Les chiens eux, sont toujours présents, mais ici, fini les petits squelettes Mexicains. Ce sont des gros nounours qui n'ont pas de temps à perdre à chercher des miettes, car bien trop occupés à dormir ou à jouer. A Valparaiso, les maisons sont bien colorées et il est agréable de se promener dans le centre historique surplombant la ville (Cerro Alegre) ainsi que le port. Nous pouvons même voir le déchargement de Baya Castillo, le bateau transportant notre van. Vivement demain !

Dès le matin, aidé par un déclarant de la société Alan Smith, nous commençons les formalités douanières et obtenons notre permis de transit. Nous payons l'assurance pour le container, puis les frais de gating ainsi que les frais de port.

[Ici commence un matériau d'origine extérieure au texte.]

PR #1485, opened 2024-07-10
CIRC-2117 Return empty result when search doesn't find anything

Maksat-Galymzhan:
## Purpose
Return empty result when search doesn't find anything

## Learning
[CIRC-2117](https://folio-org.atlassian.net/browse/CIRC-2117)

### DIFF
--- a/src/test/java/api/ItemsByInstanceResourceTest.java
+++ b/src/test/java/api/ItemsByInstanceResourceTest.java
@@ -1,19 +1,32 @@
 package api;
 
+import io.vertx.core.http.HttpClient;
+import org.apache.http.HttpStatus;
+import org.folio.circulation.infrastructure.storage.SearchRepository;
+import org.folio.circulation.support.CollectionResourceClient;
+import org.folio.circulation.support.http.client.Response;
+import org.folio.circulation.support.http.server.WebContext;
+import org.junit.jupiter.api.Assertions;
+
 import static api.support.APITestContext.clearTempTenantId;
 import static api.support.APITestContext.setTempTenantId;
 import static api.support.http.InterfaceUrls.itemsByInstanceUrl;
 import static api.support.matchers.JsonObjectMatcher.hasJsonPath;
+import static org.folio.circulation.support.StringUtil.urlEncode;
+import static org.folio.circulation.support.results.Result.ofAsync;
 import static org.hamcrest.MatcherAssert.assertThat;
 import static org.hamcrest.Matchers.allOf;
 import static org.hamcrest.Matchers.hasItem;
 import static org.hamcrest.Matchers.iterableWithSize;
 import static org.hamcrest.core.Is.is;
+import static org.mockito.Mockito.mock;
+import static org.mockito.Mockito.when;
 
 import java.util.List;
+import java.util.Map;
 import java.util.UUID;
+import java.util.concurrent.ExecutionException;
 
-import org.folio.circulation.support.http.client.Response;
 import org.junit.jupiter.api.Test;
 
 import api.support.APITests;
@@ -75,6 +88,26 @@ class ItemsByInstanceResourceTest extends APITests {
     assertThat(items, hasItem(allOf(
       hasJsonPath("id", UUIDMatcher.is(universityItem.getId())),
       hasJsonPath("tenantId", is(TENANT_ID_UNIVERSITY)))));
+  }
+
+  @Test
+  void shouldPassAndReturnEmptyResultIfThereIsNoResult() throws ExecutionException, InterruptedException {
+    WebContext webContext = mock(WebContext.class);
+    HttpClient httpClient = mock(HttpClient.class);
+    CollectionResourceClient collectionResourceClient = mock(CollectionResourceClient.class);
+    SearchRepository searchRepository = new SearchRepository(webContext, httpClient, collectionResourceClient);
+
+    var queryParams = List.of(String.format("(id==%s)", UUID.randomUUID()));
+
+    when(collectionResourceClient.getManyWithQueryStringParameters(
+      Map.of("expandAll", "true", "query", urlEncode(queryParams.get(0)))))
+      .thenReturn(ofAsync(new Response(HttpStatus.SC_OK, null, "application/json")));
+
+    var response = searchRepository.getInstanceWithItems(queryParams);
+    var result = response.get();
+
+    Assertions.assertTrue(result.succeeded());
+    Assertions.assertNull(result.value());
   }
 
   private Response get(String query, int expectedStatusCode) {
--- a/src/test/java/api/ItemsByInstanceResourceTest.java
+++ b/src/test/java/api/ItemsByInstanceResourceTest.java
@@ -1,33 +1,21 @@
 package api;
 
-import io.vertx.core.http.HttpClient;
-import org.apache.http.HttpStatus;
-import org.folio.circulation.infrastructure.storage.SearchRepository;
-import org.folio.circulation.support.CollectionResourceClient;
-import org.folio.circulation.support.http.client.Response;
-import org.folio.circulation.support.http.server.WebContext;
-import org.junit.jupiter.api.Assertions;
-
 import static api.support.APITestContext.clearTempTenantId;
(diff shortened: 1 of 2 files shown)


src/test/java/api/ItemsByInstanceResourceTest.java
```diff
@@ -77,6 +78,38 @@ void canGetInstanceById() {
       hasJsonPath("tenantId", is(TENANT_ID_UNIVERSITY)))));
   }
 
+  @Test
+  void canGetEmptyResult() {
+    IndividualResource instance = instancesFixture.basedUponDunkirk();
+    UUID instanceId = instance.getId();
```
roman-barannyk, line 84: can we inline it?

src/test/java/api/ItemsByInstanceResourceTest.java
```diff
@@ -77,6 +78,38 @@ void canGetInstanceById() {
...
+
+    // make sure neither item exists in current tenant
+    assertThat(itemsFixture.getById(collegeItem.getId()).getResponse().getStatusCode(), is(404));
+    assertThat(itemsFixture.getById(universityItem.getId()).getResponse().getStatusCode(), is(404));
+
+    ResourceClient.forSearchClient().replace(instanceId, new JsonObject());
+    Response response = get(String.format("query=(id==%s)", instanceId), 200);
+    JsonObject responseJson = response.getJson();
+
+    Assertions.assertTrue(responseJson.isEmpty());
```
roman-barannyk, line 110: I would suggest using the same import for assertions as seen throughout this test

Maksat-Galymzhan: Thanks for noticing it, fix it

src/test/java/api/ItemsByInstanceResourceTest.java
Maksat-Galymzhan: You mean like this?
UUID instanceId = instancesFixture.basedUponDunkirk().getId();
Since we do not call instance object, we could do like this

roman-barannyk: yes, you use this variable only once

Maksat-Galymzhan: updated, thanks!

src/test/java/api/ItemsByInstanceResourceTest.java
```diff
@@ -77,6 +77,37 @@ void canGetInstanceById() {
...
+    // create item in tenant "university"
+    setTempTenantId(TENANT_ID_UNIVERSITY);
+    IndividualResource universityLocation = locationsFixture.thirdFloor();
+    IndividualResource universityHoldings = holdingsFixture.defaultWithHoldings(instanceId);
+    IndividualResource universityItem = itemsFixture.createItemWithHoldingsAndLocation(
+      universityHoldings.getId(), universityLocation.getId());
+    clearTempTenantId();
+
+    // make sure neither item exists in current tenant
+    assertThat(itemsFixture.getById(collegeItem.getId()).getResponse().getStatusCode(), is(404));
```
roman-barannyk, line 101:
```suggestion
    assertThat(itemsFixture.getById(collegeItem.getId()).getResponse().getStatusCode(), is(HttpStatus.NOT_FOUND));
```

src/test/java/api/ItemsByInstanceResourceTest.java
```diff
@@ -77,6 +77,37 @@ void canGetInstanceById() {
...
+    assertThat(itemsFixture.getById(universityItem.getId()).getResponse().getStatusCode(), is(404));
+
+    ResourceClient.forSearchClient().replace(instanceId, new JsonObject());
+    Response response = get(String.format("query=(id==%s)", instanceId), 200);
```
roman-barannyk, line 105:
```suggestion
    Response response = get(String.format("query=(id==%s)", instanceId), HttpStatus.HTTP_OK);
```

roman-barannyk (approved):

src/test/java/api/ItemsByInstanceResourceTest.java
Maksat-Galymzhan: done

src/test/java/api/ItemsByInstanceResourceTest.java
```diff
@@ -77,6 +78,37 @@ void canGetInstanceById() {
...
+    setTempTenantId(TENANT_ID_UNIVERSITY);
+    IndividualResource universityLocation = locationsFixture.thirdFloor();
+    IndividualResource universityHoldings = holdingsFixture.defaultWithHoldings(instanceId);
+    IndividualResource universityItem = itemsFixture.createItemWithHoldingsAndLocation(
+      universityHoldings.getId(), universityLocation.getId());
+    clearTempTenantId();
+
+    // make sure neither item exists in current tenant
+    assertThat(itemsFixture.getById(collegeItem.getId()).getResponse().getStatusCode(), is(HttpStatus.HTTP_NOT_FOUND.toInt()));
+    assertThat(itemsFixture.getById(universityItem.getId()).getResponse().getStatusCode(), is(HttpStatus.HTTP_NOT_FOUND.toInt()));
```
roman-barannyk, line 103:
```suggestion
    assertThat(itemsFixture.getById(collegeItem.getId()).getResponse().getStatusCode(), 
    is(HTTP_NOT_FOUND.toInt()));
    assertThat(itemsFixture.getById(universityItem.getId()).getResponse().getStatusCode(), 
    is(HTTP_NOT_FOUND.toInt()));
```

src/test/java/api/ItemsByInstanceResourceTest.java
```diff
@@ -77,6 +78,37 @@ void canGetInstanceById() {
...
+
+    ResourceClient.forSearchClient().replace(instanceId, new JsonObject());
+    Response response = get(String.format("query=(id==%s)", instanceId), HttpStatus.HTTP_OK.toInt());
```
roman-barannyk, line 106:
```suggestion
    Response response = get(String.format("query=(id==%s)", instanceId), HTTP_OK.toInt());
```

Maksat-Galymzhan: done

src/test/java/api/ItemsByInstanceResourceTest.java
```diff
@@ -77,6 +79,39 @@ void canGetInstanceById() {
...
+      universityHoldings.getId(), universityLocation.getId());
+    clearTempTenantId();
+
+    // make sure neither item exists in current tenant
+    assertThat(itemsFixture.getById(collegeItem.getId()).getResponse().getStatusCode(),
+      is(HTTP_NOT_FOUND.toInt()));
+    assertThat(itemsFixture.getById(universityItem.getId()).getResponse().getStatusCode(),
+      is(HTTP_NOT_FOUND.toInt()));
+
+    ResourceClient.forSearchClient().replace(instanceId, new JsonObject());
```
OleksandrVidinieiev, line 108: I don't think you need to do all this. You can just call search API with random instance id.

Maksat-Galymzhan: makes, sense, thanks for noticing it

src/test/java/api/ItemsByInstanceResourceTest.java
```diff
@@ -77,6 +78,17 @@ void canGetInstanceById() {
       hasJsonPath("tenantId", is(TENANT_ID_UNIVERSITY)))));
   }
 
+  @Test
+  void canGetEmptyResult() {
+    UUID instanceId = UUID.randomUUID();
+
+    ResourceClient.forSearchClient().replace(instanceId, new JsonObject());
```
OleksandrVidinieiev, line 85: I think we can safely remove this line as well

OleksandrVidinieiev (approved):

src/test/java/api/ItemsByInstanceResourceTest.java
Maksat-Galymzhan: I do not think we can. If we remove this line the below request will fail with 404 status code.

PR #1486, opened 2024-07-30
CIRC-2100

Vignesh-kalyanasundaram:
#### TODOS and Open Questions
- [ ] Check logging


src/main/java/org/folio/circulation/infrastructure/storage/PrintEventsRepository.java
```diff
@@ -32,4 +48,63 @@ public CompletableFuture<Result<Void>> create(PrintEventRequest printEventReques
...
+      return completedFuture(succeeded(multipleRequests));
+    }
+    return fetchPrintDetailsByRequestIds(requestIds)
+      .thenApply(printEventRecordsResult -> printEventRecordsResult
+        .next(printEventRecords -> mapPrintEventDetailsToRequest(printEventRecords, multipleRequests)));
+  }
+
+  private CompletableFuture<Boolean> validatePrintEventFeatureFlag() {
+    log.debug("validatePrintEventFeatureFlag:: Fetching and validating enablePrintLog flag from settings");
+    return circulationSettingsRepository.findBy("query=name=printEventLogFeature")
```
gurleenkaurbp, line 83: Its better to provide a string constant for the printEventLogFeature name

src/main/java/org/folio/circulation/infrastructure/storage/PrintEventsRepository.java
```diff
@@ -32,4 +48,63 @@ public CompletableFuture<Result<Void>> create(PrintEventRequest printEventReques
...
+      .thenApply(res -> Optional.ofNullable(res.value())
```
gurleenkaurbp, line 84: As a suggestion I am wondering if we can avoid using streams for this simple fetch maybe by using a simple for loop, the code becomes more readable and potentially more efficient.

Vignesh-kalyanasundaram: I refactored the code. Now it is cleaner and readable.

src/main/java/org/folio/circulation/infrastructure/storage/PrintEventsRepository.java
Vignesh-kalyanasundaram: Done

gurleenkaurbp (approved):

SreejaMangarapu (approved):

PR #1489, opened 2024-08-27
CIRC-2137: Allowed SPs: allow `replace` operation when requested instance has no items

OleksandrVidinieiev:
## Purpose
Currently, mod-circulation returns no allowed service points for operation `replace` when requested instance has no items in local tenant. This needs to be changed in order to support changes made in https://github.com/folio-org/mod-tlr/pull/57.

Resolves [CIRC-2137](https://folio-org.atlassian.net/browse/CIRC-2137).

#### TODOS and Open Questions
- [ ] Check logging

### DIFF
--- a/src/main/java/org/folio/circulation/services/AllowedServicePointsService.java
+++ b/src/main/java/org/folio/circulation/services/AllowedServicePointsService.java
@@ -157,11 +157,6 @@ public class AllowedServicePointsService {
   getAllowedServicePoints(AllowedServicePointsRequest request, String patronGroupId,
     Collection<Item> items) {
 
-    if (items.isEmpty() && request.isForTitleLevelRequest()) {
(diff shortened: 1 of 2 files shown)


src/main/java/org/folio/circulation/services/AllowedServicePointsService.java
```diff
@@ -173,6 +168,11 @@ private CompletableFuture<Result<String>> getPatronGroupId(AllowedServicePointsR
           policy, new HashSet<>())));
     }
 
+    if (items.isEmpty() && request.isForTitleLevelRequest()) {
```
OleksandrVidinieiev, line 171: This bloc was moved with no other changes

alexanderkurash (approved):

roman-barannyk (approved):

PR #1491, opened 2024-09-09
CIRC-2141 Allow specifying item location when creating title-level re…

JanisSaldabols:
CIRC-2141 Allow specifying item location when creating title-level requests

## Purpose
Currently, it’s possible to specify the service point ID when creating the request and select the item with the “nearest” location. However, when the “nearest” location search does not result in a match, the system will create the request for the first item available. The additional filter will allow it to succeed only if the requested item is in the specified location. 

This is useful when the request is sent from an ILL system to a FOLIO system that serves multiple institutions and where those ILL requests should be considered independently for each institution.

## Approach
Add an optional parameter that allows the client to specify the item’s location code when creating a title-level request. The requested location code should allow to match the item location on any level (institution, campus, library, location).

### DIFF
--- a/src/main/java/org/folio/circulation/domain/Item.java
+++ b/src/main/java/org/folio/circulation/domain/Item.java
@@ -417,14 +417,10 @@ public class Item {
   }
 
   public boolean isAtLocation(String locationCode) {
-    if (locationCode == null || locationCode.isEmpty()) {
-      return true;
-    } else {
-      return getLocation() != null && (
-        locationCode.equals(getLocation().getCode()) ||
-        locationCode.equals(getLocation().getLibrary().getCode()) ||
-        locationCode.equals(getLocation().getCampus().getCode()) ||
-        locationCode.equals(getLocation().getInstitution().getCode()));
-    }
+    return locationCode != null && getLocation() != null && (
+      locationCode.equals(getLocation().getCode()) ||
+      locationCode.equals(getLocation().getLibrary().getCode()) ||
+      locationCode.equals(getLocation().getCampus().getCode()) ||
+      locationCode.equals(getLocation().getInstitution().getCode()));
   }
 }
--- a/src/main/java/org/folio/circulation/domain/Item.java
+++ b/src/main/java/org/folio/circulation/domain/Item.java
@@ -415,4 +415,16 @@ public class Item {
   public String getDcbItemTitle() {
     return getProperty(itemRepresentation, "instanceTitle");
   }
+
+  public boolean isAtLocation(String locationCode) {
+    if (locationCode == null || locationCode.isEmpty()) {
+      return true;
+    } else {
+      return getLocation() != null && (
+        locationCode.equals(getLocation().getCode()) ||
+        locationCode.equals(getLocation().getLibrary().getCode()) ||
+        locationCode.equals(getLocation().getCampus().getCode()) ||
+        locationCode.equals(getLocation().getInstitution().getCode()));
+    }
+  }
 }
--- a/src/main/java/org/folio/circulation/services/ItemForTlrService.java
+++ b/src/main/java/org/folio/circulation/services/ItemForTlrService.java
@@ -4,6 +4,7 @@ import static java.util.stream.Collectors.groupingBy;
 import static java.util.stream.Collectors.toList;
 import static java.util.stream.Collectors.toSet;
 import static org.folio.circulation.domain.RequestType.PAGE;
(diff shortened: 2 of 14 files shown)


jakub-id:
@alexanderkurash Can I ask you or someone else from Vega to review this PR? This feature has been cleared Steph and Thomas. Thanks!

src/main/java/org/folio/circulation/services/ItemForTlrService.java
```diff
@@ -69,7 +70,27 @@ private Result<List<Item>> refusePageRequestWhenNoAvailablePageableItemsExist(Re
       return failedValidation(message, INSTANCE_ID, request.getInstanceId());
     }
 
-    return of(() -> availablePageableItems);
+    List<Item> finalAvailablePageableItems;
+    if (request.geItemLocationCode() != null) {
```
OleksandrVidinieiev, line 74: Can we flip the condition to get rid of nesting?
```
if (request.geItemLocationCode() == null) {
  return of(() -> availablePageableItems);
}
... rest of the logic ...
```

src/main/java/org/folio/circulation/services/ItemForTlrService.java
```diff
@@ -69,7 +70,27 @@ private Result<List<Item>> refusePageRequestWhenNoAvailablePageableItemsExist(Re
...
+      finalAvailablePageableItems = availablePageableItems.stream()
+        .filter(item -> request.geItemLocationCode().equals(item.getLocation().getCode()) ||
+            request.geItemLocationCode().equals(item.getLocation().getLibrary().getCode()) ||
+            request.geItemLocationCode().equals(item.getLocation().getCampus().getCode()) ||
+            request.geItemLocationCode().equals(item.getLocation().getInstitution().getCode())
```
OleksandrVidinieiev, line 79: Can we extract this into a method in class `Item`? Perhaps `isAtLocation(String locationCode)`? And please beware of possible NPEs.

src/main/java/org/folio/circulation/services/ItemForTlrService.java
```diff
@@ -69,7 +70,27 @@ private Result<List<Item>> refusePageRequestWhenNoAvailablePageableItemsExist(Re
...
+          )
+        .toList();
+      if (finalAvailablePageableItems.isEmpty()) {
+        String message = "Cannot create page TLR for this instance ID - no pageable available " +
+          "items found in forced location";
+        log.info("{}. Instance ID: {}, Forced location code {}",
```
OleksandrVidinieiev, line 85: Where does the term "forced" come from? I don't see it mentioned in the Jira ticket. How about "requested"?

src/main/java/org/folio/circulation/services/ItemForTlrService.java
JanisSaldabols: Moved to method 
library, campus and institution have @NonNull annotation in Location object

src/main/java/org/folio/circulation/domain/Item.java
```diff
@@ -415,4 +415,16 @@ public String getLendingLibraryCode() {
   public String getDcbItemTitle() {
     return getProperty(itemRepresentation, "instanceTitle");
   }
+
+  public boolean isAtLocation(String locationCode) {
+    if (locationCode == null || locationCode.isEmpty()) {
+      return true;
```
OleksandrVidinieiev, line 421: Why is it true when location is empty? This does not make much sense.

src/main/java/org/folio/circulation/services/ItemForTlrService.java
```diff
@@ -69,7 +70,21 @@ private Result<List<Item>> refusePageRequestWhenNoAvailablePageableItemsExist(Re
...
+        .filter(item -> item.isAtLocation(request.geItemLocationCode()))
+        .toList();
+      if (finalAvailablePageableItems.isEmpty()) {
+        String message = "Cannot create page TLR for this instance ID - no pageable available " +
+          "items found in requested location";
+        log.info("{}. Instance ID: {}, Requested location code {}",
+          message, request.getInstanceId(), request.geItemLocationCode());
+        return failedValidation(message, ITEM_LOCATION_CODE, request.geItemLocationCode());
+      }
+      return of(() -> finalAvailablePageableItems);
```
OleksandrVidinieiev, line 86: There is no need to wrap this block in `else{}` since we do a return in `if{}`

OleksandrVidinieiev (approved):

Malgré notre formation professionnelle dans le milieu des transports, les frais pour la sortie du port nous semblent bien élevés. Sans compter que dans un des déplacements en métro, notre porte-monnaie s'est volatilisé. Le plus important est que notre véhicule soit sorti du port dans la journée et a fait un voyage sans égratignure. Nous avons payé 1875 USD pour le transport de Colon au Panama jusqu'à Valparaiso au Chili, plus les frais de port à environ 800 USD.

C'est parti pour le sud ! La encore, fini les routes libres, ici il y a des péages et l'essence est plus cher qu'en Amérique du nord. Nous prenons tous ça comme un jeu et arrêtons de penser à l'argent. C'est un peu un Monopoli, nous payons un droit de passage, un droit de parking, un hôtel, etc.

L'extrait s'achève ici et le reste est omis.